1 de maio de 2022

Mãe

 

A estrada de terra batida chegava ao bairro vinda de longe, já cansada do caminho. E ali se aquietava um pouco, numa curva suave e longa, antes de seguir para mais longe, para o Kuando ou para o Bailundo. De um lado debruando a margem da mata de eucaliptos, do outro limitando o casario que se ia estendendo para o pequeno ribeiro que, ainda distante, corria entre o caniço. Era numa casa térrea que funcionava a escola primária, repartindo o quadro preto da sala de aulas com o balcão da loja ao lado, onde um barril de vinho repousava sobre o balcão, aguardando a abertura da torneira e o enchimento do copo de vidro.

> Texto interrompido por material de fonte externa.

PR #683, opened 2022-08-26
Danj multiple inputs

### LINKED ISSUE #665: Make Troubleshoot accept multiple specs
Per the design in https://github.com/replicatedhq/troubleshoot/pull/662, make the code changes to Troubleshoot to support multiple specs during a single run.

Things to consider when working on this task:

* define a new interface that provides the merge functionality for collectors, analyzers, and redactors
* there should be a generic implementation of that interface which is used by default for all objects.  This can simply use `append()`.
* specific collectors may have alternative implementations of the interface where overrides are required and should have a way to have the collector specific function called instead.

Particular overrides known at this point in time (for example only not to be implemented now):

* Longhorn and Ceph have a namespace config, if multiple collectors are specified with different namespaces then each should be collected
* clusterResources has an option namespaces config, these should be merged and deduplicated
* Two runPod collectors with the same name and different commands are unmergable. Only one should be run and an error logged.
* Two configMap collectors can be deduplicated and merged depending on the configurations
* Two logs collectors likely only need deduplication to prevent collecting the same thing twice

This particular task:

* Make the support-bundle CLI accept multiple specs for Collectors and Analyzers

Definition of done:

- [x] CLI to accept multiple spec inputs for Collectors and Analyzers (excluded: Redactors)
- [x] Troubleshoot to append each spec provided to make one, aggregated spec
- [x] changes include tests
- [x] Compatibility with kots maintained without modification to kots
- [x] Documentation for how to add deduplication for other collector types

danj-replicated:
This PR attempts to address issue https://github.com/replicatedhq/troubleshoot/issues/665 

This is by no means a complete implimentation, and relies on https://github.com/replicatedhq/troubleshoot/issues/680 to enable collectors to be able to perform "intelligent merging".

but for now it allows multiple specs to be passed to `support-bundle` and will aggregate all defined items in the support-bundle spec, with some limited deduplication for cluster-info and cluster-resources collectors.


pkg/apis/troubleshoot/v1beta2/supportbundle_interfaces.go
```diff
@@ -0,0 +1,58 @@
...
+}
+
+func (s *SupportBundleSpec) MergeCollectors(spec *SupportBundleSpec) {
+    for _,c := range spec.Collectors {
+        // we want to move away from checking for specific collectors in favor of allowing collectors to expose their own merge method
+        // ideally we'd just want to be able to call something like c.Merge(spec) here and have the collector's own merge method work out what to do'
+
+        if c.ClusterInfo != nil {
+            // we only actually want one of these so skip if there's already one
+            y := 0
```
divolgin: this should be a boolean with a meaningful name, like `hasClusterInfo := false`

divolgin (changes requested):
This needs formatting (go fmt) and dead code removed.

cmd/troubleshoot/cli/run.go
```diff
@@ -68,53 +68,92 @@ func runTroubleshoot(v *viper.Viper, arg string) error {
...
+		collectorContent, err := supportbundle.LoadSupportBundleSpec(v)
 		if err != nil {
-			return errors.Wrapf(err, "failed to get redactor spec %s, #%d", redactor, idx)
+			return errors.Wrap(err, "failed to load collector spec")
 		}
-
-		if redactorObj != nil {
-			additionalRedactors.Spec.Redactors = append(additionalRedactors.Spec.Redactors, redactorObj.Spec.Redactors...)
+		multidocs := strings.Split(string(collectorContent), "\n---\n")
+		supportBundle, err := supportbundle.ParseSupportBundleFromDoc([]byte(multidocs[0]))
```
divolgin, line 96: This shouldn't assume that the first doc is support bundle

pkg/apis/troubleshoot/v1beta2/supportbundle_interfaces.go
```diff
@@ -0,0 +1,58 @@
...
+            for _,v := range s.Collectors{
+                if v.ClusterInfo != nil {
+                    y = 1
```
divolgin: this can `break`

pkg/apis/troubleshoot/v1beta2/supportbundle_interfaces.go
```diff
@@ -0,0 +1,58 @@
...
+                s.Collectors = append(s.Collectors, c)
+            }
+            continue
+        }
+
+        if c.ClusterResources != nil {
+            y := 0
+            for _,v := range s.Collectors {
+                if v.ClusterResources != nil {
+                    y = 1
```
divolgin: this can `break`

danj-replicated:
After talking to @diamonwiggins I'm going to move the new methods from the api package to the support-bundle package

pkg/apis/troubleshoot/v1beta2/supportbundle_interfaces.go
danj-replicated: I removed these in favor of addressing them properly in another task

pkg/supportbundle/supportbundle.go
```diff
@@ -226,3 +226,24 @@ func AnalyzeSupportBundle(spec *troubleshootv1beta2.SupportBundleSpec, tmpDir st
 	}
 	return analyzeResults, nil
 }
+
+// the intention with these appends is to swap them out at a later date with more specific handlers for merging the spec fields
+func ConcatSpec(target *troubleshootv1beta2.SupportBundle, source *troubleshootv1beta2.SupportBundle) *troubleshootv1beta2.SupportBundle {
+	newBundle := target.DeepCopy()
+	for _, v := range source.Spec.Collectors {
```
divolgin: No need for any of these loops
```
newBundle.Spec.Collectors = append(target.Spec.Collectors, source.Spec.Collectors...)
```

danj-replicated: Thanks! I didn't know about this magic variadic argument syntax

xavpaice:
I've tested this manually by adding several bundles at the CLI, some with multiple docs, and a redactor spec.  All the bundles were merged as expected, and the redactors ran fine.

The changes requested have been taken care of except the go fmt, which I'd like to put into a separate commit.

The task that relates to this shouldn't be closed without adding tests, but given the test coverage in the current implementation, I think that can be a separate PR.

divolgin (dismissed):

xavpaice (approved):
LGTM.  Future options for testing is to add something for runTroubleshoot, worth considering for a future PR.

Ali tive uma carteira de madeira – sim, de madeira, talvez mesmo de girassonde – com um tampo suavemente inclinado, que se levantava, com um tinteiro a meio e dois rasgos para os lápis de cada um dos lados. O tinteiro era regularmente abastecido de tinta e, como os outros, utilizei para as minhas primeiras letras uma pena de madeira em cuja ponta se encaixava um aparo metálico que se mergulhava no tinteiro para o alimentar, sempre que isso era necessário. Faculdade minha, nunca sujei os dedos com tinta, nunca esborratei o papel e com alguma facilidade me habituei a desenhar regularmente as letras e a fazê-las redondas e agradáveis à vista. Sem erros no ditado e sem rasuras nas cópias e nas contas.


Foi assim e ali que aprendi a desenhar-te o nome, numa letra redonda e limpa que a professora me elogiava. E foi assim que fui pondo em cada letra o brilho tranquilo do teu olhar, a suavidade do teu sorriso envergonhado, a humildade magnânima de teu feitio e do teu avental de riscado. Mesmo contigo distante de mim, é esse prazer lúdico que conservo: sentir nos dedos o toque único da primeira pena, depor em cada letra o alto sentido do meu amor que vem de sempre. Tanto fui aprendendo com tanta gente e mais ainda tenho para aprender com outra tanta. Mas foi ali que eu aprendi a escrever, num cursivo redondo e limpo, a palavra MÃE. Para dizer-to hoje!